Print the records below from the first line through the line containing "Adding the message", both included, word for word.

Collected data
************

PR #639, opened 2020-05-27
Update to RabbitMQ.Client 6.0

bording:
This converts the transport to using the new 6.x client in the minimally invasive way possible.

Adding the message body copy early in the `Consumer_Received` handler seems to have done the trick of getting the tests to pass, but it's possible more changes might be needed.

However, this change doesn't fully shield users from the side effects of the original message body memory being gone by the time we process a message. We have two features in the transport that by-design leak this out to the user;

#### Custom message id strategy

We expose the message body memory through a `Func<BasicDeliverEventArgs, string>` the can be provided to the transport, and that means the `Body` property could potentially be inspected inside it.

####  `ContextBag` access

We also put the `BasicDeliverEventArgs` into the message and error pipeline's `ContextBag` so that you could retrieve it from a handler to access values from it. I don't believe this is documented, but we added it a while back as an alternative to having to copy every property and expose them through some custom API.

---
Both of these have the unfortunate side effect of exposing the internals of the client, and that means potentially accessing the body memory that is no longer valid. Since we are working on a new major, we could alter/remove these APIs, but as soon as the 6.2.0 client is out with Daniel's change, both of these would become safe again since they'd once again be accessible while the body memory is available.

So, does this give us a reason to wait for the 6.2.0 client, or are we okay with there being this potential problem until the 6.2.0 client is released?

### DIFF
--- a/src/NServiceBus.Transport.RabbitMQ.Tests/ApprovalFiles/APIApprovals.Approve.approved.txt
+++ b/src/NServiceBus.Transport.RabbitMQ.Tests/ApprovalFiles/APIApprovals.Approve.approved.txt
@@ -46,7 +46,7 @@ namespace NServiceBus.Transport.RabbitMQ
         void BindToDelayInfrastructure(RabbitMQ.Client.IModel channel, string address, string deliveryExchange, string routingKey);
         void Initialize(RabbitMQ.Client.IModel channel, System.Collections.Generic.IEnumerable<string> receivingAddresses, System.Collections.Generic.IEnumerable<string> sendingAddresses);
         void Publish(RabbitMQ.Client.IModel channel, System.Type type, NServiceBus.Transport.OutgoingMessage message, RabbitMQ.Client.IBasicProperties properties);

************

**Solution to this exercise**:
PR #639, opened 2020-05-27
Update to RabbitMQ.Client 6.0

bording:
This converts the transport to using the new 6.x client in the minimally invasive way possible.

Adding the message body copy early in the `Consumer_Received` handler seems to have done the trick of getting the tests to pass, but it's possible more changes might be needed.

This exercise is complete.